**Exercise details:** Looking at the data that follows, count the lines containing the word "thus" and write down only that count.

**Collected data:**
PR #3423, opened 2023-08-08
feat: hot-reload CORS origins

zepatrik:
needs https://github.com/ory/x/pull/713

With this PR, CORS allowed-origins will be hot-reloadable. Is there a good place to put an integration test? Only e2e I guess?


driver/config/cors_test.go
```diff
@@ -0,0 +1,101 @@
...
+		},
+	} {
+		t.Run(tc.name, func(t *testing.T) {
+			assert.Equal(t, tc.expect, allowOrigin(tc.allowedOrigins, "https://www.ory.sh"))
+
+			assert.Equal(t, tc.expectOther, allowOrigin(tc.allowedOrigins, "https://google.com"))
+
+			// check for consistency with rs/cors
+			assert.Equal(t, tc.expect, cors.New(cors.Options{AllowedOrigins: tc.allowedOrigins}).
+				OriginAllowed(&http.Request{Header: http.Header{"Origin": []string{"https://www.ory.sh"}}}))
```
zepatrik, line 95: We could just use this instead of our own implementation, but feels a bit overkill as the library does a lot of other stuff as well. It is quite a strait-forward implementation anyway.

driver/config/cors.go
```diff
@@ -0,0 +1,53 @@
...
+		prefix, suffix, found := strings.Cut(o, "*")
+		if !found {
+			// not a pattern, check for equality
+			if o == origin {
+				return true
+			}
+			continue
+		}
+		// inspired by https://github.com/rs/cors/blob/066574eebbd0f5f1b6cd1154a160cc292ac1835e/utils.go#L15
+		if len(origin) >= len(prefix)+len(suffix) && strings.HasPrefix(origin, prefix) && strings.HasSuffix(origin, suffix) {
```
zepatrik, line 32: Copying the library's logic to not have breaking changes.

aeneasr:
> Only e2e I guess?

You can start the server and make an HTTP request to an endpoint with `HEAD` and the `Origin:` Header and expect to see correct `Cross-Origin-*` headers.

driver/config/config.go
```diff
@@ -341,6 +343,7 @@ func New(ctx context.Context, l *logrusx.Logger, stdOutOrErr io.Writer, opts ...
 		configx.WithStderrValidationReporter(),
 		configx.OmitKeysFromTracing("dsn", "courier.smtp.connection_uri", "secrets.default", "secrets.cookie", "secrets.cipher", "client_secret"),
 		configx.WithImmutables("serve", "profiling", "log"),
+		configx.WithExceptImmutables("serve.public.cors.allowed_origins", "serve.admin.cors.allowed_origins"),
```
aeneasr, line 346: Does admin even have cors?

Also what about cors enabled? I think that if cors is enabled and allowed origins is empty, it allows all origins. Not sure though.

aeneasr (approved):
LGTM please verify that empty domains != allow all domains.

driver/config/config.go
zepatrik: Yes correct, no origins means all origins.
To hot-reload "enabled", I guess we just always return false in the check function when it is not enabled?

zepatrik:
Manual testing confirmed it works.

zepatrik:
Tests are failing because of ory/x bump which does not work on mysql thanks to https://github.com/gobuffalo/pop/pull/829

aeneasr (approved):

Issue #3420, opened 2023-08-07
`return_to` parameter during registration/login api flows don't work for errors


openscript:
### Preflight checklist

- [X] I could not find a solution in the existing issues, docs, nor discussions.
- [X] I agree to follow this project's [Code of Conduct](https://github.com/ory/kratos/blob/master/CODE_OF_CONDUCT.md).
- [X] I have read and am following this repository's [Contribution Guidelines](https://github.com/ory/kratos/blob/master/CONTRIBUTING.md).
- [X] I have joined the [Ory Community Slack](https://slack.ory.sh).
- [X] I am signed up to the [Ory Security Patch Newsletter](https://ory.us10.list-manage.com/subscribe?u=ffb1a878e4ec6c0ed312a3480&id=f605a41b53).

### Describe the bug

When a user signs up or in via one of the social login provider a `return_to` parameter can be configured, to tell Kratos redirecting the user back to the native app, after the flow has completed. Unfortunately this only works, if the authentication is successful. In case of an error (like an account already exists with this identifier) the user is redirected to the browser self-service user interface.

### Reproducing the bug

The behavior can be reproduced with: https://silly-easley-16pa1lzvl4.projects.oryapis.com

1. Create a email/password account for a Google account of yours (don't use the social login with Google!) via https://silly-easley-16pa1lzvl4.projects.oryapis.com/ui
2. Verify this account
3. Initialize a registration api flow
    ```
    curl --request GET \
      --url 'https://silly-easley-16pa1lzvl4.projects.oryapis.com/self-service/registration/api?return_session_token_exchange_code=true&return_to=http%3A%2F%2Fopenscript.ch%2Fregistration'
    ```
1. Update the registration api flow
    ```
    curl --request POST \
      --url 'https://silly-easley-16pa1lzvl4.projects.oryapis.com/self-service/registration?flow=08d22e2b-900b-476d-9931-a7f6877999dc' \
      --header 'content-type: application/json' \
      --data '{
      "method": "oidc",
      "provider": "google",
      "traits": {
        "lang": "de",
        "tac": "1234",
        "dp": "4321"
      }
    }'
    ```
1. Open the link in a browser where Kratos wants to redirect you to.
2. Authenticate with the Google account you used before to create a email/password account.
3. Instead of being redirected to the `return_to` address you are redirected to https://silly-easley-16pa1lzvl4.projects.oryapis.com/ui/login?flow=34256857-1984-4e10-bc7c-e8967ba55cbc
[...]

PR #3430, opened 2023-08-14
feat: provide login hints when registration fails due to duplicate credentials/addresses

alnr:
When trying to sign up with email+password when that email has previously been used with GitHub SSO:
image

When trying to sign up with the same email+password twice:
image

### DIFF
--- a/identity/manager.go
+++ b/identity/manager.go
@@ -101,7 +101,7 @@ func (m *Manager) Create(ctx context.Context, i *Identity, opts ...ManagerOption
 
 	if err := m.r.PrivilegedIdentityPool().CreateIdentity(ctx, i); err != nil {
 		if errors.Is(err, sqlcon.ErrUniqueViolation) {
-			return m.generateCredentialHint(ctx, err, i)
+			return m.findExistingAuthMethod(ctx, err, i)
 		}
 		return err
 	}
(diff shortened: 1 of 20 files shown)


identity/manager.go
```diff
@@ -95,13 +100,99 @@ func (m *Manager) Create(ctx context.Context, i *Identity, opts ...ManagerOption
 	}
 
 	if err := m.r.PrivilegedIdentityPool().CreateIdentity(ctx, i); err != nil {
+		if errors.Is(err, sqlcon.ErrUniqueViolation) {
+			return m.generateCredentialHint(ctx, err, i)
```
zepatrik, line 104: Is this behavior something we should make configurable? It is revealing quite a lot of information, so not sure if this should be enabled by default.

text/message_validation.go
```diff
@@ -164,6 +164,15 @@ func NewErrorValidationDuplicateCredentials() *Message {
 	}
 }
 
+func NewErrorValidationDuplicateCredentialsCustomMessage(reason string) *Message {
+	return &Message{
+		ID:      ErrorValidationDuplicateCredentials,
```
zepatrik, line 169: Consider adding a new ID for this message.

zepatrik (changes requested):
Generally looks good, I just have a few questions and suggestions.

identity/manager.go
```diff
@@ -95,13 +100,99 @@ func (m *Manager) Create(ctx context.Context, i *Identity, opts ...ManagerOption
...
 	}
 
 	trace.SpanFromContext(ctx).AddEvent(events.NewIdentityCreated(ctx, i.ID))
 	return nil
 }
 
+func (m *Manager) generateCredentialHint(ctx context.Context, e error, i *Identity) (err error) {
+	var hints []string
+	var message string
+	for _, va := range i.VerifiableAddresses {
```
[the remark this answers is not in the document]
Benehiko: hmm yeah this shouldn't be relied upon. The verifiable addresses can also be nil and if the identity schema does not setup the account verification schema extension, then it won't work. 

A better approach is to get all the credentials that exist on this account through its identifier (which you already have). It might be an expensive task and can lead to exposing sensitive account information (as @zepatrik mentioned).

I would make it configurable.

identity/manager.go
```diff
@@ -95,13 +100,99 @@ func (m *Manager) Create(ctx context.Context, i *Identity, opts ...ManagerOption
...
+		conflictingAddress, err := m.r.PrivilegedIdentityPool().FindVerifiableAddressByValue(ctx, va.Via, va.Value)
+		if errors.Is(err, sqlcon.ErrNoRows) {
+			continue
+		}
+		if err != nil {
+			m.r.Logger().WithError(err).Error("Failed to generate credential hint")
+			continue
+		}
+		message = fmt.Sprintf("An account for %s already exists.", va.Value)
+		hintIdentity, err := m.r.PrivilegedIdentityPool().GetIdentity(ctx, conflictingAddress.IdentityID, ExpandCredentials)
```
Benehiko, line 126: ah yeah, you're already querying the credentials here, so I guess move this up and query by the identifier.

identity/manager.go
```diff
@@ -95,13 +100,99 @@ func (m *Manager) Create(ctx context.Context, i *Identity, opts ...ManagerOption
...
+	case CredentialsTypeOIDC:
+		var cfg CredentialsOIDC
+		_ = json.Unmarshal(c.Config, &cfg)
+		for _, provider := range cfg.Providers {
+			hints = append(hints, fmt.Sprintf("Please sign in with %s instead.", provider.Provider))
+		}
+		return hints
+	case CredentialsTypeWebAuthn:
+		var cfg CredentialsWebAuthnConfig
+		_ = json.Unmarshal(c.Config, &cfg)
```
Benehiko, line 154: ignoring the error from unmarshal

identity/manager.go
```diff
@@ -95,13 +100,99 @@ func (m *Manager) Create(ctx context.Context, i *Identity, opts ...ManagerOption
...
+		hints = append(hints, "Alternatively, please recover your account from the sign-in page.")
+	}
+	return &ErrDuplicateCredentials{e, message, hints}
+}
+
+func toPretty(c *Credentials) (hints []string) {
+	switch c.Type {
+	case CredentialsTypeOIDC:
+		var cfg CredentialsOIDC
+		_ = json.Unmarshal(c.Config, &cfg)
```
Benehiko, line 147: and here

identity/manager.go
```diff
@@ -95,13 +100,99 @@ func (m *Manager) Create(ctx context.Context, i *Identity, opts ...ManagerOption
...
+		for _, provider := range cfg.Providers {
+			hints = append(hints, fmt.Sprintf("Please sign in with %s instead.", provider.Provider))
+		}
+		return hints
+	case CredentialsTypeWebAuthn:
+		var cfg CredentialsWebAuthnConfig
+		_ = json.Unmarshal(c.Config, &cfg)
+		for _, webauthn := range cfg.Credentials {
+			if webauthn.IsPasswordless {
+				hints = append(hints, "Please sign passwordless using %s instead.", webauthn.DisplayName)
```
Benehiko, line 157: Error message doesn't make sense. Can display name be empty? maybe we need a fallback?

```suggestion
				hints = append(hints, "Please sign in with passwordless on %s instead.", webauthn.DisplayName)
```

identity/manager.go
```diff
@@ -95,13 +100,99 @@ func (m *Manager) Create(ctx context.Context, i *Identity, opts ...ManagerOption
...
+		_ = json.Unmarshal(c.Config, &cfg)
+		for _, provider := range cfg.Providers {
+			hints = append(hints, fmt.Sprintf("Please sign in with %s instead.", provider.Provider))
+		}
+		return hints
+	case CredentialsTypeWebAuthn:
+		var cfg CredentialsWebAuthnConfig
+		_ = json.Unmarshal(c.Config, &cfg)
+		for _, webauthn := range cfg.Credentials {
+			if webauthn.IsPasswordless {
```
Benehiko, line 156: what's the difference between the if and else clause?

selfservice/flow/registration/error.go
```diff
@@ -25,11 +26,9 @@ import (
...
-	ErrAlreadyLoggedIn                = herodot.ErrBadRequest.WithID(text.ErrIDAlreadyLoggedIn).WithError("you are already logged in").WithReason("A valid session was detected and thus registration is not possible.")
-	ErrRegistrationDisabled           = herodot.ErrBadRequest.WithID(text.ErrIDSelfServiceFlowDisabled).WithError("registration flow disabled").WithReason("Registration is not allowed because it was disabled.")
-	ErrDuplicateCredentials           = herodot.ErrBadRequest.WithError(text.NewErrorValidationDuplicateCredentials().Text)
-	ErrDuplicateCredentialsOnOIDCLink = herodot.ErrBadRequest.WithError(text.NewErrorValidationDuplicateCredentialsOnOIDCLink().Text)
+	ErrHookAbortFlow        = errors.New("aborted registration hook execution")
+	ErrAlreadyLoggedIn      = herodot.ErrBadRequest.WithID(text.ErrIDAlreadyLoggedIn).WithError("you are already logged in").WithReason("A valid session was detected and thus registration is not possible.")
+	ErrRegistrationDisabled = herodot.ErrBadRequest.WithID(text.ErrIDSelfServiceFlowDisabled).WithError("registration flow disabled").WithReason("Registration is not allowed because it was disabled.")
```
Benehiko, line 31: I don't think we should delete error messages like this. Can't we rather mark them as deprecated somehow? Some users might be matching these error messages in their code, or using e2e tests to match it.

text/message_validation.go
Benehiko: I agree, this needs to be marked as deprecated somehow and then we need to have this new error message have its own ID. 

we don't know if customers rely on the errors ID in their codebase to make the correct decision.

Benehiko (changes requested):

Benehiko:
Another thought, couldn't we maybe instead of showing an error just return back the nodes the user does have an account with? and if no account, just the error message?

aeneasr:
> Another thought, couldn't we maybe instead of showing an error just return back the nodes the user does have an account with? and if no account, just the error message? How the message is structured feels a bit out of place and there isn't any link or button that forces the user into a different method. I know this might be more work, but just thought I'd share the thought even if it isn't viable right now.

Yes, as a follow-up issue! Showing a text message is an interim quick fix, but this needs way more attention after (but also a proper design proposal on how the process would work exactly).

identity/manager.go
```diff
@@ -110,34 +110,126 @@ func (m *Manager) Create(ctx context.Context, i *Identity, opts ...ManagerOption
...
+			}
+			return &ErrDuplicateCredentials{
+				error:                e,
+				availableCredentials: []CredentialsType{cred.Type},
+				identifierHint:       identifierHint,
+			}
+		case CredentialsTypeOIDC:
+			var cfg CredentialsOIDC
+			if err := json.Unmarshal(cred.Config, &cfg); err != nil {
+				return errors.WithStack(herodot.ErrInternalServerError.WithReasonf("Unable to JSON decode identity credentials %s for identity %s.", cred.Type, found.ID))
```
alnr, line 194: Since this is for a hint only, IMO we should degrade gracefully here. That is, log the error and continue.

identity/manager.go
```diff
@@ -110,34 +110,126 @@ func (m *Manager) Create(ctx context.Context, i *Identity, opts ...ManagerOption
...
+			return &ErrDuplicateCredentials{
+				error:                  e,
+				availableCredentials:   []CredentialsType{cred.Type},
+				availableOIDCProviders: available,
+				identifierHint:         foundConflictAddress,
+			}
+		case CredentialsTypeWebAuthn:
+			var cfg CredentialsWebAuthnConfig
+			if err := json.Unmarshal(cred.Config, &cfg); err != nil {
+				return errors.WithStack(herodot.ErrInternalServerError.WithReasonf("Unable to JSON decode identity credentials %s for identity %s.", cred.Type, found.ID))
```
alnr, line 211: Same here.

identity/manager.go
aeneasr: Hm but this state should never happen (tm) so it's good if we see an alert for this? It says that the data is corrupt

identity/manager.go
aeneasr: Hm but this state should never happen (tm) so it's good if we see an alert for this? It says that the data is corrupt

Sytten:
Is there a setting or will that always be enabled? This is a another source of account enumeration so just wondering.

hperl:
> Is there a setting or will that always be enabled? This is a another source of account enumeration so just wondering.

This is configurable, and off by default:

https://github.com/ory/kratos/pull/3430/files#diff-4a79b8650ca1bb0046229c6603ab7458e7711fc69812f13bbb8fc73b81b833e6R1197-R1202

alnr:
> Is this related with #3420?

No, I don't believe so. This PR is about giving better error messages when attempting to sign up with an existing credential.

PR #3437, opened 2023-08-16
fix: don't return 500 on conflict for POST /admin/identities

alnr:
This is a quick fix to avoid returning status code 500 when attempting to create a new identity which conflicts with an existing one.

As a follow-up, we should improve the diagnostics in the response.

### DIFF
--- a/identity/handler.go
+++ b/identity/handler.go
@@ -421,7 +421,7 @@ func (h *Handler) create(w http.ResponseWriter, r *http.Request, _ httprouter.Pa
 
 	if err := h.r.IdentityManager().Create(r.Context(), i); err != nil {
 		if errors.Is(err, sqlcon.ErrUniqueViolation) {
-			h.r.Writer().WriteError(w, r, herodot.ErrConflict)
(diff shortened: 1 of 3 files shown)


identity/handler.go
```diff
@@ -419,7 +420,11 @@ func (h *Handler) create(w http.ResponseWriter, r *http.Request, _ httprouter.Pa
 	}
 
 	if err := h.r.IdentityManager().Create(r.Context(), i); err != nil {
-		h.r.Writer().WriteError(w, r, err)
+		if errors.Is(err, sqlcon.ErrUniqueViolation) {
+			h.r.Writer().WriteError(w, r, herodot.ErrConflict)
```
aeneasr, line 424:
```suggestion
			h.r.Writer().WriteError(w, r, errors.WithStack(herodot.ErrConflict.WithReason("This identity conflicts with another identity that already exists.")))
```

Benehiko (approved):

zepatrik (approved):

PR #3456, opened 2023-08-25
chore: code review for `code` strategy (magic code login)

aeneasr:
* [x] Unify code validation logic in the persister in one method
* [x] Remove state engine and simplifies code structure
* [x] Remove SMS fillers (we will add them when they are needed)
* [x] Write tests for email address normalization (capitalization)
* [x] Add unit tests
* [x] Fix failing e2e tests
* [x] Fix flaking e2e mail processing
* [ ] ~Mobile e2e tests~


persistence/sql/persister_code.go
```diff
@@ -0,0 +1,96 @@
...
+)
+
+type oneTimeCodeProvider interface {
+	GetID() uuid.UUID
+	Validate() error
+	TableName(ctx context.Context) string
+	GetHMACCode() string
+}
+
+func useOneTimeCode[P any, U interface {
```
aeneasr, line 22: This code was the same for login, verification, recovery, and sign up, so I moved it into a common function. Uses some generic magic to make it work nicely. Tried it with duck typing only at first, but it caused issues and would have required reflection.

identity/extension_credentials_test.go
```diff
@@ -72,6 +72,21 @@ func TestSchemaExtensionCredentials(t *testing.T) {
 			},
 			ct: identity.CredentialsTypeWebAuthn,
 		},
+		{
```
aeneasr, line 75: These did not have tests

selfservice/strategy/code/strategy.go
```diff
@@ -294,169 +297,37 @@ func (s *Strategy) PopulateMethod(r *http.Request, f flow.Flow) error {
...
-		return c.alreadyValidatedCodeState(ctx, c.f, c.strategy, c.payload)
-	default:
-		return errors.WithStack(errors.New("Unknown flow state"))
+	if f.GetState() == "" {
+		f.SetState(flow.StateChooseMethod)
 	}
-	return nil
-}
 
-func (s *Strategy) NextFlowState(f flow.Flow) {
```
aeneasr, line 451: This code already exists in `flow.NextState()`

selfservice/strategy/code/strategy_login.go
```diff
@@ -129,157 +124,142 @@ func (s *Strategy) Login(w http.ResponseWriter, r *http.Request, f *login.Flow,
...
+	case flow.StateEmailSent:
+		i, err := s.loginVerifyCode(ctx, r, f, &p)
 		if err != nil {
-			return err
+			return nil, s.HandleLoginError(r, f, &p, err)
 		}
+		return i, nil
+	case flow.StatePassedChallenge:
+		return nil, s.HandleLoginError(r, f, &p, errors.WithStack(schema.NewNoLoginStrategyResponsible()))
+	}
```
aeneasr, line 151: IMO, this is easier to read and understand what's going on. Is state choose_method? Do this. Is state passed_challenge? Do that.

With the callbacks, it wasn't very clear what is executed when, because `CreateCodeHandler` does not indicate that the state is `choose_method`. Plus, we save a lot of code complexity :)

test/e2e/cypress/support/commands.ts
```diff
@@ -1269,20 +1266,20 @@ Cypress.Commands.add(
...
         let mailItem: any
         if (email) {
           mailItem = response.body.mailItems.find((m: any) =>
             m.toAddresses.includes(email),
           )
           if (!mailItem) {
-            return req
+            tries++
+            cy.wait(pollInterval)
+            return req()
```
aeneasr, line 1278: This caused flakes - because no waiting and req returned as a function, not a function call.

aeneasr (commented):
@Benehiko fyi

selfservice/strategy/code/code_sender.go
```diff
@@ -70,9 +70,14 @@ func (s *Sender) SendCode(ctx context.Context, f flow.Flow, id *identity.Identit
 		WithSensitiveField("address", addresses).
 		Debugf("Preparing %s code", f.GetFlowName())
 
+	// We generate the code once and use it for all addresses. This is important because
```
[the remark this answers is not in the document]
aeneasr: My bad, we actually need to generate unique codes per address, or it will not be possible to distinguish which address was verified, when multiple addresses are sent a code. So yeah, we must make sure to send an individual code for every distinct address.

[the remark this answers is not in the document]
aeneasr: My bad, we actually need to generate unique codes per address, or it will not be possible to distinguish which address was verified, when multiple addresses are sent a code. So yeah, we must make sure to send an individual code for every distinct address.

test/e2e/cypress/integration/profiles/code/registration/error.spec.ts
```diff
@@ -36,13 +36,12 @@ context("Registration error messages with code method", () => {
...
         cy.submitCodeForm()
 
-        cy.url().should("contain", "registration")
         cy.get('[data-testid="ui/message/1040005"]').should(
           "contain",
           "An email containing a code has been sent to the email address you provided",
         )
 
-        cy.get(' input[name="code"]').type("invalid-code")
+        cy.get('input[name="code"]').type("invalid-code")
```
aeneasr, line 44: Not sure what the spaces are here, but they're not needed.

test/e2e/cypress/integration/profiles/code/registration/error.spec.ts
```diff
@@ -75,12 +77,14 @@ context("Registration error messages with code method", () => {
 
         cy.get('input[name="traits.email"]').type(email)
         cy.submitCodeForm()
-
-        cy.url().should("contain", "registration")
+        cy.get('[data-testid="ui/message/1040005"]').should(
```
aeneasr, line 80: @Benehiko the most important aspect of e2e tests are wait assertions. Before:

1. Go to `/registration`
2. Submit form
3. Wait for URL to be `registration` (it already is registration though!)
4. Flaking test failure because sometimes the wait condition is done before the submit is done

Instead, use proper wait conditions that wait for e.g. specific elements such as this one.

test/e2e/cypress/support/commands.ts
```diff
@@ -1269,19 +1269,23 @@ Cypress.Commands.add(
...
+          if (filtered.length === 0) {
             tries++
             cy.wait(pollInterval)
             return req()
           }
+
+          expect(filtered.length).to.equal(expectedCount)
+          mailItem = filtered[0]
         } else {
+          expect(count).to.equal(expectedCount)
```
aeneasr, line 1285: Counting did not work correctly, caused flakes.

test/e2e/cypress/integration/profiles/code/registration/success.spec.ts
```diff
@@ -109,29 +114,28 @@ context("Registration success with code method", () => {
...
+        )
 
-        cy.url().should("contain", "registration")
         cy.getRegistrationCodeFromEmail(email).should((code) => {
-          cy.get(` input[name=code]`).type(code)
+          cy.get(`input[name=code]`).type(code)
           cy.get("button[name=method][value=code]").click()
         })
 
-        cy.deleteMail({ atLeast: 1 })
```
aeneasr, line 122: All methods like `cy.getRegistrationCodeFromEmail` remove mail automatically. This condition leads to us waiting for about a minute to delete an email, which then times out (and passes silently) because no email was found.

**Task output:** 2